» **REQUIRED ACTION**: Find every line of the records that has "inner" and return it.

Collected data
PR #855, opened 2024-01-19
feat: support Hybrid Job decorator with AutoQASM

yitchen-tim:
*Issue #, if available:*
closes https://github.com/amazon-braket/autoqasm/issues/6

*Description of changes:*
Draft PR for testing the proposed solution: I made the following change to enable the job decorator + AutoQASM. Still need to add new tests and adapt existing tests.
- Persist source code of all inner functions of the job decorated function, as py files
- Upload the py file to the job as input data
- Replace the source location of all inner functions to a path in the job
This change strictly only applies to remote job decorator. When using regular job (ie. without decorator) or no job, there is no change in user code, and there is no artifact about source code. 

working example:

» **RESPONSE**:
- Persist source code of all inner functions of the job decorated function, as py files
- Replace the source location of all inner functions to a path in the job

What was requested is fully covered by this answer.